Repairs You Can Print: Floor Lamp is Now Several Shades Better

We all have that one possession—maybe more than one—that we’ve had forever and refuse to let go of, even though it has seen better days. When that something is a useful appliance, it can be heartbreaking to watch it deteriorate. For [Elmojo], that thing is a 10+ year old Medusa-style floor lamp. It still looks and works great, but the plastic shades are crumbling. The good news: [Elmojo] has a 3D printer.

Here’s where things get exciting. Not only did [Elmojo] have a pretty good chance of making new shades that would work, he had a chance to change the design, and he did. He could have made ’em look like those twisted or low-poly vases that everybody loves to print. And he still could do that. See, that’s one of the best things about 3D printers. Not only can you rejuvenate beloved objects, you can do it your way. Experiment. You could print out a whole collection and change the shades once a week. Different shapes, different colors. Glow-in-the-dark shades!

[Elmojo] printed the new shades with white BAMTack! (emphasis theirs), and they have been going strong for a while now. The two on the left are the original shades, and the three on the right were printed.
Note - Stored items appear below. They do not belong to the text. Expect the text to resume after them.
PR #624, opened 2026-05-21
fix(graph): subgraph and neighbors depth>1 fall back to DB on cold-start (#623)

### LINKED ISSUE #623: bug: context_graph subgraph mode returns depth_reached=0 for all seeds — in-memory graph cache not populated
## Summary

`context_graph(mode=\"subgraph\")` consistently returns `depth_reached=0` with no nodes or edges for any seed entry, including entries with confirmed edges in GRAPH_EDGES. The in-memory TypedGraphState graph cache appears not to be populated after maintenance tick completion.

## Reproduction

```
context_graph(mode="subgraph", seed_ids=[4545], max_depth=2, direction="both")
→ {"nodes":[{...seed only...}], "edges":[], "depth_reached":0, "truncated":false}
```

Same result for old entries with known edges (e.g. #405, ADR with co-access and Informs edges).

## Evidence

- `neighbors(mode="neighbors", id=4545, depth=1, direction="both")` returns correct edges from live DB:
  - #4545 → Advances → #4544
  - #4558 → Advances → #4545
  - #4559 → Advances → #4545  
  - #4560 → Advances → #4545
- `context_status` confirms maintenance tick fired (last maintenance: 2026-05-21T20:27:29Z, coherence: 1.0000)
- Subgraph returns `depth_reached=0` both before and after tick
- Affects ALL entries, not just newly created ones — old entry #405 also returns empty subgraph
- Per tool docs: "Seed IDs not present in the graph return an empty result" — confirming seed nodes are not being indexed in the cache

## Expected behaviour

After maintenance tick, the TypedGraphState in-memory graph should contain all entries present in GRAPH_EDGES as traversable nodes. `subgraph(seed=[4545], depth=2)` should return the seed, its neighbors, and their neighbors.

## Actual behaviour

BFS cannot start — seed node is not found in the graph index. `depth_reached` always 0. No edges returned regardless of seed, depth, or direction.

## Notes

- `neighbors` at depth=1 is unaffected (queries live DB directly)
- `neighbors` at depth>1 untested but likely affected (same cache dependency)
- Regression introduced at or after context_graph delivery (vnc-017/018/019/020)
- Workaround: use `neighbors(depth=1)` with incremental hops for multi-level traversal

dug-21:
## Summary

- `handle_subgraph` and `neighbors_bfs` (depth>1) both read `state.typed_graph` from the `TypedGraphState` lock without checking `state.use_fallback`. When `use_fallback=true` (cold-start or supersession cycle detected), `typed_graph` is an empty `TypedRelationGraph` — BFS never starts, `depth_reached=0` for all seeds.
- Added `subgraph_via_db` and `neighbors_via_db` DB fallback functions mirroring the pattern from `graph_read_path.rs` (GH #612). Both forward `edge_types` and `direction` explicitly, preserve edge dedup, dangling-edge filter, and `MAX_EDGES_UPPER` guard.

## Test plan

- [x] `test_subgraph_use_fallback_true_with_real_entries_falls_back_to_db` — real store, `TypedGraphState::new()` directly (cold-start), assert `edges.len()==1`, `depth_reached==1`
- [x] `test_subgraph_use_fallback_true_direction_incoming_forwarded` — verifies `direction` param is forwarded, not hard-coded
- [x] `test_neighbors_bfs_use_fallback_true_depth_gt1_falls_back_to_db` — equivalent for neighbors
- [x] 3,197 unit tests pass, 0 failures
- [x] 245 integration tests pass, 8 pre-existing xfailed (unchanged), 1 pre-existing xpass (unrelated, separate follow-up)
- [x] Bugfix gate: PASS (all 11 checks)

Closes #623

### DIFF
--- a/Cargo.lock
+++ b/Cargo.lock
@@ -3483,7 +3483,7 @@ checksum = "39ec24b3121d976906ece63c9daad25b85969647682eee313cb5779fdd69e14e"
 
 [[package]]
 name = "unimatrix-adapt"
-version = "0.6.3"
+version = "0.7.0"
 dependencies = [
  "bincode 2.0.1",
  "ndarray",
@@ -3497,7 +3497,7 @@ dependencies = [
 
 [[package]]
 name = "unimatrix-core"
-version = "0.6.3"
+version = "0.7.0"
 dependencies = [
  "serde",
  "serde_json",
@@ -3510,7 +3510,7 @@ dependencies = [
 
 [[package]]
 name = "unimatrix-embed"
-version = "0.6.3"
+version = "0.7.0"
 dependencies = [
  "approx",
  "dirs",
@@ -3523,7 +3523,7 @@ dependencies = [
 
 [[package]]
 name = "unimatrix-engine"
-version = "0.6.3"
+version = "0.7.0"
 dependencies = [
  "dirs",
  "nix 0.31.2",
@@ -3542,7 +3542,7 @@ dependencies = [
 
 [[package]]
 name = "unimatrix-learn"
-version = "0.6.3"
+version = "0.7.0"
 dependencies = [
  "bincode 2.0.1",
  "ndarray",
@@ -3555,7 +3555,7 @@ dependencies = [
 
 [[package]]
 name = "unimatrix-observe"
-version = "0.6.3"
+version = "0.7.0"
 dependencies = [
  "bincode 2.0.1",
  "serde",
@@ -3570,7 +3570,7 @@ dependencies = [
 
 [[package]]
 name = "unimatrix-server"
-version = "0.6.3"
+version = "0.7.0"
 dependencies = [
  "bincode 2.0.1",
  "clap",
@@ -3610,7 +3610,7 @@ dependencies = [
 
 [[package]]
 name = "unimatrix-store"
-version = "0.6.3"
+version = "0.7.0"
 dependencies = [
  "base64 0.22.1",
  "bincode 2.0.1",
@@ -3625,7 +3625,7 @@ dependencies = [
 
 [[package]]
 name = "unimatrix-vector"
-version = "0.6.3"
+version = "0.7.0"
 dependencies = [
  "anndists",
  "hnsw_rs",
--- a/crates/unimatrix-server/src/mcp/graph_read_neighbors.rs
+++ b/crates/unimatrix-server/src/mcp/graph_read_neighbors.rs
@@ -1,7 +1,9 @@
 //! Neighbors mode handler for context_graph (vnc-018, ADR-005).
 //!
 //! depth=1 → live SQL on GRAPH_EDGES (always fresh).
-//! depth>1 → BFS over in-memory TypedRelationGraph (tick-window staleness).
+//! depth>1 → BFS over in-memory TypedRelationGraph (tick-window staleness) when warm;
+//!           falls back to live SQL via `neighbors_via_db` when `use_fallback=true`
+//!           (cold-start or cycle-detected) — GH #623.
 //!
 //! Declared as a sub-module of `graph_read.rs` via `#[path]`.
 
@@ -171,6 +173,8 @@ pub(super) async fn handle_neighbors(
         )
         .await?
     };
+    // Note: neighbors_bfs reads use_fallback inside the lock guard and delegates to
+    // neighbors_via_db when use_fallback=true (cold-start / cycle-detected) — GH #623.
 
     Ok(NeighborsResponse { edges })
 }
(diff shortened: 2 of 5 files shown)


dug-21 (commented):
## Security Review — bugfix/623-subgraph-use-fallback

**Risk Level: LOW**

Reviewed by: uni-security-reviewer (fresh context, no prior session knowledge)

---

### Summary

The PR adds two DB-fallback BFS functions (`subgraph_via_db`, `neighbors_via_db`) that execute live SQL against GRAPH_EDGES when `use_fallback=true`. The change is minimal and well-scoped. Input validation from the existing `handle_subgraph`/`handle_neighbors` callers is preserved before the fallback dispatch. No injection vectors, no secret leakage, no new dependencies.

One low-severity finding is noted (no result-set cap in `neighbors_via_db`). All findings are non-blocking.

---

### Finding 1 — Missing result-set cap in `neighbors_via_db` (response size unbounded)

**Severity**: Low
**Location**: `graph_read_neighbors.rs:381-459`
**Blocking**: No

`neighbors_via_db` has `MAX_DB_NEIGHBORS_PER_NODE=1000` (per-node fan-out cap) and a visited-set dedup, but no ceiling on the total number of edges returned in `result_edges`. With depth=10 and 15 edge types plus direction=both, a sufficiently large graph during cold-start could produce a very large response vector.

For comparison, `subgraph_via_db` has `max_nodes` (enforced upper bound of 200) and `MAX_EDGES_UPPER=1000`. `neighbors_via_db` has neither.

The visited-set dedup (keyed by node_id) limits unique nodes, but does not cap the edge list. Practical impact is low because cold-start is transient and the visited set prevents exponential re-expansion, but the asymmetry with `subgraph_via_db` is worth noting for future hardening.

**Recommendation**: Add a response edge count cap (e.g., mirror `MAX_EDGES_UPPER`) to `neighbors_via_db` in a follow-up ticket, or add a note to the existing edge-count cap tracking issue. Not blocking for this fix.

---

### Finding 2 — `debug_assert` omitted in `subgraph_via_db` (minor contract gap)

**Severity**: Low
**Location**: `graph_read_subgraph.rs:519-527`
**Blocking**: No

The warm path (`handle_subgraph`) uses `debug_assert!(collected_edges.len() <= MAX_EDGES_UPPER)` before calling `fetch_edge_metadata`. The cold-start path (`subgraph_via_db`) instead uses a hard `truncate(MAX_EDGES_UPPER)` before the call — which is actually **stricter** than the debug_assert (a hard truncate fires in release builds; a debug_assert does not). This is acceptable. However, the comment says "excess edges lose metadata but are still present in the response shape" — since the truncate fires before computing `depth_reached` and building `edges`, edges beyond the cap are silently dropped from the response entirely, not just missing metadata. The comment is slightly misleading. Not a correctness bug, but worth a doc fix.

---

### OWASP Assessment

| Concern | Status |
|---|---|
| SQL Injection | Not present. `query_direct_neighbors` uses parameterized bindings exclusively. Edge type strings are validated via `RelationType::from_str` before reaching SQL (enum guard). |
| Input Validation | Preserved. All depth/direction/edge_type validation in `handle_subgraph` and `handle_neighbors` runs before the fallback dispatch. Fallback functions receive already-validated, typed parameters. |
| Path Traversal | Not applicable to this change. |
| Broken Access Control | Not applicable. The MCP capability check runs in `tools.rs` before `handle_graph`, unchanged by this diff. |
| Deserialization | Not applicable. No new deserialization of untrusted data. |
| Secrets / Credentials | None. No hardcoded tokens, keys, or passwords in the diff. |
| Error Handling | Errors propagate cleanly via `Result`/`ErrorData`. `tracing::error!` logs include node ID and error string — appropriate for an internal system. No internal state leaked to callers beyond error codes. |

---

### Blast Radius Assessment

Worst case: during cold-start, a caller with `depth=10, direction=both` on a high-degree node receives a large edge list that takes longer than expected to hydrate. This is a latency issue, not a security issue. The visited-set dedup prevents exponential BFS re-expansion. The per-node fan-out cap (1000) bounds each SQL round-trip.

If `subgraph_via_db` or `neighbors_via_db` has a subtle bug, the failure mode is: wrong graph results returned during cold-start only (no data corruption, no privilege escalation, no information disclosure beyond what the warm path would return). The fallback is read-only against the existing `read_pool_server`.

---

### Regression Risk

**Low.** The fallback path is conditional on `use_fallback=true`, which is set only during cold-start (server startup before first tick) and cycle-detected states. The warm path (`use_fallback=false`) is structurally unchanged — the lock guard now extracts one additional boolean field, which is a negligible change. Both regression tests (`test_subgraph_use_fallback_true_with_real_entries_falls_back_to_db`, `test_neighbors_bfs_use_fallback_true_depth_gt1_falls_back_to_db`) use a real `SqlxStore` and directly assert the fix.

---

### Dependency Safety

No new dependencies introduced. Version bump is 0.6.3 → 0.7.0 across all workspace crates (Cargo.lock only — consistent with a version bump commit, no external crate changes).

---

**Verdict: APPROVE — no blocking findings.**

There’s still plenty of time to enter our Repairs You Can Print contest, which runs until high noon Pacific time on February 20th. Don’t forget—we’re giving away TWO Prusa i3 Mk3s plus the multi-material upgrade—one to the best student entry and the other to the best entry from an organization. Isn’t there something you’ve been meaning to fix?

8 thoughts on “Repairs You Can Print: Floor Lamp is Now Several Shades Better

      1. Its hard to get hold of ‘good old’ filament light bulbs in the UK, but I think you can still buy them in the less popular shapes (very small bulbs). They started forcing people to buy these new fluorescent ones which contain mercury, take about 10 minutes to actually get to full brightness and usually last about 6 months to 2 years before they need replacing. The newer LED ones seem to be very good to be fair, but they are still quite expensive.

    1. He mentions it in his project note: “important note: If you print these shades, you MUST use either low wattage CFL bulbs or, better yet, LEDs. Otherwise, the head generated by standard incandescent bulbs will likely soften the PLA and cause the shades to sag at best, and melt at worst.”